→ **What you should do**: Using the records below, locate all lines containing "RegistryFeastType" and return them.

(Saved entries)
PR #4740, opened 2024-11-05
feat: Support for nested timestamp fields in Spark Offline store

EXPEbdodla:
1. Supports using nested timestamp fields in the Spark Source using Field Mappings
2. Added Tests related to #4715 

# Misc


sdk/python/feast/utils.py
```diff
@@ -212,6 +213,28 @@ def _run_pyarrow_field_mapping(
     return table
 
 
+def _get_fields_with_aliases(
```
franciscojavierarceo, line 216: probably would be good to add a test for this but i won't block on it.

franciscojavierarceo (approved):
lgtm, thank you for this!

sdk/python/feast/utils.py
EXPEbdodla: Don't have a direct test but pull_latest_query tests will use it. I'll add explicit tests in next PRs.

EXPEbdodla:
Resolved merge conflicts with another commit.

Issue #4747, opened 2024-11-07
Remove unused (and out-of-place) FeatureStore.version function


dandawg:
The `FeatureStore` class has a `version` function which returns the Python SDK version. This gives the illusion that it is needed in the class, but it is never actually used. When I first saw it, I was confused why the class would have a version (which is why I dug into the source code). I propose simplifying the FeatureStore class by dropping the `FeatureStore.version` function. 

The benefit will be making the code easier to understand, with less opportunity for error.

## Expected Behavior
I expect the FeatureStore class not to have a version function, as it is not used and not needed.

Even if it were needed, the better way to get the version would be either directly through the function it calls (`version.get_version` -- also part of the SDK), or by calling `feast.__version__`.

## Current Behavior

The `FeatureStore` class defines a `version` function that is never used.
https://github.com/feast-dev/feast/blob/e9cd3733f041da99bb1e84843ffe5af697085c34/sdk/python/feast/feature_store.py#L174

### Specifications

- Version: 0.41.3
- Platform: NA
- Subsystem: NA

PR #4748, opened 2024-11-07
fix: Removed version func from feature_store.py

dandawg:

This PR removes the `version` function from `feature_store.py`, which is a method to the `FeatureStore` class. The `version` method was unused, un-needed, and confusing. See issue #4747 for more details.
 
I categorized this as a "fix" because I see an unused/un-needed function as a bug, but I understand that this could merit a different categorization.

#4747

### DIFF
--- a/sdk/python/feast/feature_store.py
+++ b/sdk/python/feast/feature_store.py
@@ -88,7 +88,6 @@ from feast.repo_contents import RepoContents
 from feast.saved_dataset import SavedDataset, SavedDatasetStorage, ValidationReference
 from feast.stream_feature_view import StreamFeatureView
 from feast.utils import _utc_now
-from feast.version import get_version
 
 warnings.simplefilter("once", DeprecationWarning)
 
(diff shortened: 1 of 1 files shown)


shuchu (approved):
Lgtm

dandawg:
I used vscode's 'references' functionality to verify that this function was unused in the repo. To double check this, I also did the following:

```
# search for all mentions of version(
# excluding ones like ..._version(, ...conversion(, etc.
# also excludes lines with venv (my virtual env files)
grep -R '[^A-z_]version(' . | grep -v "venv" 
```
Output:
```
./sdk/python/feast/feature_store.py:    def version(self) -> str:
./sdk/python/feast/version.py:        sdk_version = version("feast")
./sdk/python/feast/cli.py:def version():
./build/lib/feast/feature_store.py:    def version(self) -> str:
./build/lib/feast/version.py:        sdk_version = version("feast")
./build/lib/feast/cli.py:def version():
```

I manually verified that `./sdk/python/feast/version.py` and `./build/lib/feast/version.py` are not using `feature_store.FeatureStore.version`.

franciscojavierarceo (approved):
Yeah I can see how this is convenient but I definitely agree this should just rely on package version.

Thank you!

PR #4750, opened 2024-11-08
feat: PVC configuration and impl

dmartinol:
Adds durable persistence configuration to Feast services deployed with the operator.

PVC configuration allows to either create a new PVC or use an existing one:
```yaml
kind: FeatureStore
metadata:
  name: sample-pvc-persistence
spec:
  feastProject: my_project
  services:
    onlineStore:
      persistence:
        file:
          path: online_store.db
          pvc:
            ref:
              name: online-pvc
            mountPath: /data/online
    offlineStore:
      persistence:
        file:
          type: duckdb
          pvc:
            create:
              storageClassName: standard
              resources:
                requests:
                  storage: 5Gi
            mountPath: /data/offline
    registry:
      local:
        persistence:
          file:
            path: registry.db
            pvc:
              create: {}
              mountPath: /data/registry
```


dmartinol:
@tchughesiv @tmihalac I also splitted the controller tests in multiple files to simplify them

infra/feast-operator/config/samples/v1alpha1_featurestore_ephemeral_persistence.yaml
```diff
@@ -6,15 +6,18 @@ spec:
...
         file:
           path: /data/online_store.db
     offlineStore:
+      image: quay.io/dmartino/feature-server:0.2
       persistence:
         file:
           type: dask
     registry:
       local:
+        image: quay.io/dmartino/feature-server:0.2
```
tchughesiv, line 20: these need to be reverted before we merge

infra/feast-operator/internal/controller/services/services.go
```diff
@@ -135,6 +160,24 @@ func (feast *FeastServices) createDeployment(feastType FeastServiceType) error {
...
 
+func (feast *FeastServices) createPVC(pvcCreate *feastdevv1alpha1.PvcCreate, feastType FeastServiceType) error {
+	logger := log.FromContext(feast.Context)
+	pvc := feast.initPVC(feastType)
+	err := feast.setPVC(pvc, pvcCreate, feastType)
+	if err != nil {
+		return err
+	}
+	if op, err := controllerutil.CreateOrUpdate(feast.Context, feast.Client, pvc, controllerutil.MutateFn(func() error {
+		return nil
```
tchughesiv, line 171:
```suggestion
	if op, err := controllerutil.CreateOrUpdate(feast.Context, feast.Client, pvc, controllerutil.MutateFn(func() error {
		return feast.setPVC(pvc, pvcCreate, feastType)
```

tchughesiv (changes requested):

infra/feast-operator/internal/controller/services/services.go
tchughesiv: the PVC object mods need to happen within the `CreateOrUpdate func ()`

tchughesiv: was this moved because of the immutable nature of the PVC?

tchughesiv: if so, we could be explicit with PVC creation and use `feast.Client.Create()` here instead?

dmartinol: Tried the Create option but creation was not an issue. Deletion seems to fail, at least in the tests (just restored them to see the failure)

infra/feast-operator/api/v1alpha1/featurestore_types.go
```diff
@@ -118,8 +122,40 @@ type RegistryPersistence struct {
 }
 
 // RegistryFilePersistence configures the file-based persistence for the registry service
+// +kubebuilder:validation:XValidation:rule="(!has(self.pvc) && has(self.path)) ? self.path.startsWith('/') : true",message="Ephemeral stores must have absolute paths."
+// +kubebuilder:validation:XValidation:rule="(has(self.pvc) && has(self.path)) ? !self.path.startsWith('/') : true",message="PVC path must be a file name only, with no slashes."
 type RegistryFilePersistence struct {
-	Path string `json:"path,omitempty"`
+	Path      string     `json:"path,omitempty"`
+	PvcConfig *PvcConfig `json:"pvc,omitempty"`
+}
```
tchughesiv, line 130: `OnlineStoreFilePersistence` and `RegistryFilePersistence` are identical. Any reason we shouldn't make a single `FilePersistence` struct instead?

dmartinol: Registry also supports the `s3_additional_kwargs` options (which will go under the `Registry.Persistence.File` section). Will we add it to a new PR dedicated to object store settings.

infra/feast-operator/internal/controller/services/services.go
```diff
@@ -53,6 +53,11 @@ func (feast *FeastServices) Deploy() error {
 			if err := feast.deployFeastServiceByType(OfflineFeastType); err != nil {
 				return err
 			}
+			if _, shouldCreate := shouldCreatePvc(feast.FeatureStore, OfflineFeastType); !shouldCreate {
+				if err := feast.deleteOwnedFeastObj(feast.initPVC(OfflineFeastType)); err != nil && !apierrors.IsNotFound(err) {
+					return err
+				}
+			}
```
tchughesiv, line 60: let's move this block of code to the `deployFeastServiceByType` function instead... maybe as an `else {` to what you've already added?

tchughesiv (changes requested):

infra/feast-operator/internal/controller/services/services.go
```diff
@@ -63,6 +68,11 @@ func (feast *FeastServices) Deploy() error {
 			if err := feast.deployFeastServiceByType(OnlineFeastType); err != nil {
 				return err
 			}
+			if _, shouldCreate := shouldCreatePvc(feast.FeatureStore, OnlineFeastType); !shouldCreate {
+				if err := feast.deleteOwnedFeastObj(feast.initPVC(OnlineFeastType)); err != nil && !apierrors.IsNotFound(err) {
+					return err
+				}
+			}
```
tchughesiv, line 75: same

infra/feast-operator/internal/controller/services/services.go
```diff
@@ -73,6 +83,11 @@ func (feast *FeastServices) Deploy() error {
 			if err := feast.deployFeastServiceByType(RegistryFeastType); err != nil {
 				return err
 			}
+			if _, shouldCreate := shouldCreatePvc(feast.FeatureStore, RegistryFeastType); !shouldCreate {
+				if err := feast.deleteOwnedFeastObj(feast.initPVC(RegistryFeastType)); err != nil && !apierrors.IsNotFound(err) {
+					return err
+				}
+			}
```
tchughesiv, line 90: same

infra/feast-operator/api/v1alpha1/featurestore_types.go
tchughesiv: ok, so this is in prep for future work... got it, thanks

infra/feast-operator/internal/controller/services/services.go
```diff
@@ -104,6 +124,11 @@ func (feast *FeastServices) removeFeastServiceByType(feastType FeastServiceType)
 	if err := feast.deleteOwnedFeastObj(feast.initFeastSvc(feastType)); err != nil {
 		return err
 	}
+	if _, shouldCreate := shouldCreatePvc(feast.FeatureStore, feastType); shouldCreate {
```
tchughesiv, line 127: we prob don't need the `shouldCreate` check here. this `removeFeastServiceByType` function indicates that everything related to that feast service type should be removed.

tchughesiv (changes requested):

infra/feast-operator/internal/controller/services/services.go
dmartinol: I initially was doing the same, but got worried about mixing a deletion during a deploy. If you are not worried about that, I can do as you suggest

tchughesiv: we're technically already mixing anyway... all good i think

infra/feast-operator/internal/controller/services/services.go
```diff
@@ -94,6 +94,15 @@ func (feast *FeastServices) deployFeastServiceByType(feastType FeastServiceType)
 	if err := feast.createDeployment(feastType); err != nil {
 		return feast.setFeastServiceCondition(err, feastType)
 	}
+	if pvcCreate, shouldCreate := shouldCreatePvc(feast.FeatureStore, feastType); shouldCreate {
+		if err := feast.createPVC(pvcCreate, feastType); err != nil {
+			return feast.setFeastServiceCondition(err, feastType)
+		}
+	} else {
+		if err := feast.deleteOwnedFeastObj(feast.initPVC(feastType)); err != nil && !apierrors.IsNotFound(err) {
```
tchughesiv, line 102: no need for `IsNotFound` check here... we already `return nil` on this in the `deleteOwnedFeastObj` function
```suggestion
		if err := feast.deleteOwnedFeastObj(feast.initPVC(feastType)); err != nil {
```

tchughesiv (changes requested):

infra/feast-operator/internal/controller/services/services.go
tchughesiv: thinking about this more... do we even want to return an error here ? do we care if the delete doesn't succeed? is that worth halting the FeatureStore's reconciliation process or health of the stack? 
maybe we just `_ = feast.deleteOwnedFeastObj(feast.initPVC(feastType))` ??

thoughts?

tchughesiv (approved):
lgtm

dmartinol:
@lokeshrangineni @redhatHameed can you take a look?

infra/feast-operator/config/samples/v1alpha1_featurestore_pvc_persistence.yaml
```diff
@@ -0,0 +1,45 @@
...
+                  storage: 5Gi
+            mountPath: /data/offline
+    registry:
+      local:
+        persistence:
+          file:
+            path: registry.db
+            pvc:
+              create: {}
+              mountPath: /data/registry
```
redhatHameed, line 34: why `create` section empty here, is there related docs added for this configuration. and looks the settings not consistent with each type

For example registry 
```        persistence:
          file:
            path: registry.db
            pvc:
              create: {}
              mountPath: /data/registry
```
online
```        file:
          path: online_store.db
          pvc:
            ref:
              name: online-pvc
            mountPath: /data/online

```

infra/feast-operator/internal/controller/services/util.go
```diff
@@ -6,13 +6,37 @@ import (
...
 
 func isLocalRegistry(featureStore *feastdevv1alpha1.FeatureStore) bool {
 	appliedServices := featureStore.Status.Applied.Services
 	return appliedServices != nil && appliedServices.Registry != nil && appliedServices.Registry.Local != nil
 }
 
+func hasPvcConfig(featureStore *feastdevv1alpha1.FeatureStore, feastType FeastServiceType) (*feastdevv1alpha1.PvcConfig, bool) {
+	services := featureStore.Status.Applied.Services
+	var pvcConfig *feastdevv1alpha1.PvcConfig = nil
+	if feastType == OnlineFeastType && services.OnlineStore != nil && services.OnlineStore.Persistence.FilePersistence != nil {
```
redhatHameed, line 21: not an issue, how about considering `switch` statment here
   ```
 switch feastType {
    case OnlineFeastType:
        if services.OnlineStore != nil {  
```

**Review by redhatHameed — COMMENTED** [review]
Thank `lgtm` some minor comments.

File: infra/feast-operator/config/samples/v1alpha1_featurestore_pvc_persistence.yaml (hunk 9 above)
Comment (tchughesiv) [reply infra/feast-operator/config/samples/v1alpha1_featurestore_pvc_persistence.yaml:34]: i think he's demonstrating 3 different types of pvc configurations. all 3 feast service types can be configured similarly. an empty `create:` tells the operator that the user wants a pvc, but doesn't want to define it. the operator will apply defaults during the creation.

File: infra/feast-operator/internal/controller/services/services.go [hunk 11]
```diff
@@ -220,6 +252,16 @@ func (feast *FeastServices) setService(svc *corev1.Service, feastType FeastServi
...
+func (feast *FeastServices) createNewPVC(pvcCreate *feastdevv1alpha1.PvcCreate, feastType FeastServiceType) (*corev1.PersistentVolumeClaim, error) {
+	pvc := feast.initPVC(feastType)
+
+	pvc.Spec = corev1.PersistentVolumeClaimSpec{
+		AccessModes: []corev1.PersistentVolumeAccessMode{corev1.ReadWriteMany},
+		Resources:   pvcCreate.Resources,
+	}
+	return pvc, controllerutil.SetControllerReference(feast.FeatureStore, pvc, feast.Scheme)
+}
+
```
tchughesiv, line 264: is `StorageClassName` set elsewhere? i can't seem to find where its being set.

infra/feast-operator/internal/controller/services/util.go
dmartinol: @tchughesiv ? I also thought of using the `switch` but I wanted to be consistent with the existing code

tchughesiv: i think that would be a better approach, so def go for it

infra/feast-operator/config/samples/v1alpha1_featurestore_objectstore_persistence.yaml
```diff
@@ -0,0 +1,24 @@
...
+          type: dask
+    registry:
+      local:
+        persistence:
+          file:
+            path: s3://bucket/registry.db
+            s3_additional_kwargs:
+              ServerSideEncryption: AES256
+              ACL: bucket-owner-full-control
+              CacheControl: max-age=3600
```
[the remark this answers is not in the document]
dmartinol: this file should not be in the PR, will remove it

infra/feast-operator/config/samples/v1alpha1_featurestore_pvc_persistence.yaml
dmartinol: There is no doc apart from the CRD definition, which has some comments on it.
wrt your questions:
- pvc can have either create or ref, and create has default fields in case they are omitted
Anyway, to avoid misunderstandings, I will add the other settings too and avoid defaults

tchughesiv: imo, CRD should be the doc of choice for API. @dmartinol i like the file in its current state, shows the user all their options.

infra/feast-operator/internal/controller/services/services.go
dmartinol: good catch. will add a test for it

infra/feast-operator/config/samples/v1alpha1_featurestore_pvc_persistence.yaml
dmartinol: agree, reverted previous change

infra/feast-operator/internal/controller/featurestore_controller_pvc_test.go
```diff
@@ -67,6 +67,8 @@ var _ = Describe("FeatureStore Controller-Ephemeral services", func() {
 		onlineStoreMountPath := "/online"
 		registryMountPath := "/registry"
 
+		storageClassName := "default"
```
tchughesiv, line 70: it's a bit confusing to use "default" as the `storageClassName` here, since you're testing a scenario where a user actually defines the storage class name... as opposed to leaving it blank and using the default. maybe use a different name? "test" ?

tchughesiv (changes requested):

redhatHameed (approved):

→ **Answer to the exercise**:
 			if err := feast.deployFeastServiceByType(RegistryFeastType); err != nil {
+			if _, shouldCreate := shouldCreatePvc(feast.FeatureStore, RegistryFeastType); !shouldCreate {
+				if err := feast.deleteOwnedFeastObj(feast.initPVC(RegistryFeastType)); err != nil && !apierrors.IsNotFound(err) {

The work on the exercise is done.